Noise hurts. Why?

Science explores why the noise of nails on a chalkboard is so awful:

As they will report next week at the Acoustical Society of America conference in San Diego, California, [Michael Oehler of the Macromedia University for Media and Communication in Cologne, Germany, and Christoph Reuter of the University of Vienna] found that a listener’s skin conductivity changed significantly when the person heard a sound he or she later reported as unpleasant, showing that disturbing sounds do cause a measurable physical reaction. More surprisingly, they found that the frequencies responsible for making a sound unpleasant were commonly found in human speech, which ranges from 150 to 7000 hertz (Hz). The offending frequencies were in the range of 2000 to 4000 Hz. Removing those made the sounds much easier to listen to. Deleting the tonal parts of the sound entirely also made listeners perceive the sound as more pleasant, whereas removing other frequencies or the noisy, scraping parts of the sound made little difference.

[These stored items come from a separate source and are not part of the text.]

PR #12574, opened 2019-12-05
ts/modules-annotations

bre1470:
- Migrating annotations to TypeScript.


ts/annotations/MockPoint.ts
```diff
@@ -0,0 +1,541 @@
...
+ */
+declare global {
+    namespace Highcharts {
+        interface AnnotationMockLabelOptionsObject {
+            x: (number|null);
+            y: (number|null);
+            point: AnnotationMockPoint;
+        }
+        class AnnotationMockPoint {
+            public static fromPoint(point: AnnotationPoint): AnnotationMockPoint;
```
pawelfus: `point: AnnotationPoint`: shouldn't be `point: Highcharts.Point` ? This static methods creates a new MockPoint from `series.points[index]` point.

ts/annotations/MockPoint.ts
```diff
@@ -0,0 +1,541 @@
...
+        }
+        interface AnnotationMockSeries {
+            chart: AnnotationChart;
+            getPlotBox: Series['getPlotBox'];
+            xAxis?: (Axis|null);
+            yAxis?: (Axis|null);
+            visible: boolean;
+        }
+        interface AnnotationPoint {
+            mock?: undefined;
```
pawelfus: Actually `AnnotationPoint` is just `Highcharts.Point`. The way to distinguish between `Point` and `MockPoint` is that `MockPoint.mock` is defined and set to true. Should we then replace `AnnotationPoint` with `Point`?

ts/annotations/annotations.src.ts
```diff
@@ -0,0 +1,1608 @@
...
+            symbol: string;
+            visible: boolean;
+            width: number;
+        }
+        interface AnnotationControlPointPositioner {
+            (target: AnnotationControllable): PositionObject;
+        }
+        type AnnotationDraggableValue = (''|'x'|'y'|'xy');
+        type AnnotationLabelType = AnnotationControllableLabel;
+        type AnnotationShapeType = AnnotationControllable;
```
pawelfus: I know it's not finished, just a heads-up: `AnnotationShapeType` can be probably one of many (`ControllableRect`, `ControllablePath`, `ControllableCircle` etc.)

ts/annotations/annotations.src.ts
```diff
@@ -0,0 +1,1608 @@
...
+        interface AnnotationMockPointOptionsObject {
+            x: number;
+            y: number;
+            xAxis?: (number|string|Axis|null);
+            yAxis?: (number|string|Axis|null);
+        }
+        interface AnnotationPoint extends Point {
+            series: AnnotationSeries;
```
pawelfus: Ah, here is the definition for `AnnotationPoint`. One of other comments (about `mock`) doesn't matter, sorry.

ts/annotations/annotations.src.ts
```diff
@@ -0,0 +1,1608 @@
...
+            text?: string;
+            useHTML: boolean;
+            verticalAlign: VerticalAlignValue;
+            x: number;
+            y: number;
+        }
+        interface AnnotationsLabelsOptions extends AnnotationsLabelOptions {
+            point?: (string|AnnotationMockPointOptionsObject);
+        }
+        interface AnnotationsOptions extends AnnotationControllableOptionsObject {
```
pawelfus: I'm not sure about this one. Are really `AnnotationsOptions` extended by `AnnotationControllableOptionsObject`? I trust you here, so could you double check this?

ts/annotations/annotations.src.ts
```diff
@@ -0,0 +1,1608 @@
...
+            controlPointOptions: AnnotationControlPointOptionsObject;
+            draggable: AnnotationDraggableValue;
+            events: AnnotationsEventsOptions;
+            id?: (number|string);
+            labelOptions: AnnotationsLabelOptions;
+            labels: Array<AnnotationsLabelsOptions>;
+            shapeOptions: AnnotationsShapeOptions;
+            shapes: Array<AnnotationsShapesOptions>;
+            typeOptions: AnnotationsTypeOptions;
```
pawelfus: I think these `typeOptions` should be defined in specific files (e.g. Fibonacci, ElliottWave) etc. Every type can provide different set of options.

ts/annotations/controllable/ControllableLabel.ts
```diff
@@ -0,0 +1,561 @@
...
+ */
+declare global
+{
+    namespace Highcharts
+    {
+        interface AnnotationAlignObject extends AlignObject {
+            height?: number;
+            width?: number;
+        }
+        class AnnotationControllableLabel implements AnnotationControllable {
```
pawelfus: Wouldn't be better to use `extends` ? There will be more classes that can use `AnnotationControllable` base and overwrite it's methods.

ts/annotations/eventEmitterMixin.ts
```diff
@@ -0,0 +1,349 @@
...
+ * */
+
+import H from '../parts/Globals.js';
+
+/**
+ * Internal types.
+ */
+declare global {
+    namespace Highcharts {
+        interface AnnotationEventEmitter extends AnnotationEventEmitterMixin {
```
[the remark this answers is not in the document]
bre1470: The mixin describes only the export type, while the emitter describes the instance for mixin functions. Not everything of the emitter is part of the mixin.

ts/annotations/MockPoint.ts
bre1470: `AnnotationPoint` is only an internal interface to describe the `Point` instance during annotation processing, so that `any` casts can be avoided. Same for `AnnotationChart` and `AnnotationSeries`.

ts/annotations/MockPoint.ts
bre1470: See previous comment.

ts/annotations/annotations.src.ts
bre1470: Thanks! 👍

ts/annotations/annotations.src.ts
bre1470: See my second comment.

ts/annotations/annotations.src.ts
bre1470: Well yesterday it was the conclusion, as all controllables take AnnotationsOptions, but I really do not know. It is just the typing that leads to this conclusion.

ts/annotations/controllable/ControllableLabel.ts
bre1470: AnnotationControllable is not a class - just a mixin object - you can not extend a class from an interface.

ts/annotations/eventEmitterMixin.ts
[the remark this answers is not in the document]
pawelfus: I see, thanks!

ts/annotations/annotations.src.ts
pawelfus: Ah, right, this `x`/`y` options that actually works. Thanks!

ts/annotations/controllable/ControllableLabel.ts
pawelfus: Ah, okay!

ts/annotations/MockPoint.ts
pawelfus: Yes, realized that after writing this comment, thanks!

ts/annotations/annotations.src.ts
bre1470: As you can merge interfaces but not property typing, I kept the generic type for inheritance purpose.

ts/annotations/navigationBindings.ts
```diff
@@ -0,0 +1,1626 @@
...
+            public initEvents(): void;
+            public initUpdate(): void;
+            public removeEvents(): void;
+            public update(options: NavigationOptions): void
+        }
+        interface NavigationBindingsButtonEventsObject {
+            button: HTMLDOMElement;
+            events: NavigationBindingsOptionsObject;
+        }
+        interface NavigationBindingsOptionsObject {
```
pawelfus: Not available in API: http://localhost:9005/class-reference/Highcharts.NavigationBindingsOptionsObject

Referenced for example from: http://localhost:9005/highstock/navigation.bindings.arrowInfinityLine

ts/modules/marker-clusters.src.ts
```diff
@@ -288,6 +288,8 @@ var Series = H.Series,
  * @product      highcharts highmaps
  * @since        next
  * @optionparent plotOptions.scatter.cluster
+ *
+ * @private
```
pawelfus: Is this related to Annotations?

ts/annotations/controllable/markerMixin.ts
```diff
@@ -0,0 +1,227 @@
...
+        interface AnnotationMarkerMixin {
+            markerEndSetter(this: SVGElement, value: string): void;
+            markerStartSetter(this: SVGElement, value: string): void;
+            setItemMarkers(this: AnnotationControllablePath, item: AnnotationControllablePath): void;
+        }
+        interface AnnotationChart {
+            afterGetContainer(): void;
+        }
+        interface Options {
+            defs?: Dictionary<SVGDefinitionObject>;
```
pawelfus: Aren't `defs` already defined? See: https://api.highcharts.com/highcharts/defs

ts/annotations/navigationBindings.ts
bre1470: I do not understand. Should this internal interface be public or should this not be created internally?

ts/modules/marker-clusters.src.ts
bre1470: This is related to the class references. The tag gets ignored by the API scripts and just makes sure, that JSDoc is not picking it up itself (to put it in the global namespace).

ts/annotations/controllable/markerMixin.ts
bre1470: Yes, but this is about the internal namespace, not about the API documentation.

ts/annotations/navigationBindings.ts
pawelfus: I think this should be public. Since here: http://localhost:9005/class-reference/Highcharts.NavigationBindingsOptionsObject - we can click reference to this interface:

Screen Shot 2020-01-06 at 11 09 58

I'm pretty sure we users don't want to see this after clicking:
Screen Shot 2020-01-06 at 11 11 57

bre1470: It should be fixed now.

The ratings also changed depending on what the listeners thought the sounds were. If they thought a sound came from a musical composition, they rated it as less unpleasant than if they knew it actually was fingernails on a chalkboard. But their skin conductivity changed consistently even when they thought the chalkboard sound was from music and rated it as less unpleasant.

The researchers suspect that the shape of the human ear canal may be to blame for the pain. Previous studies have shown that the ear canal amplifies certain frequencies, including those in the range of 2000 to 4000 Hz.

It’s an amplification problem… and a sounds-like-speech problem.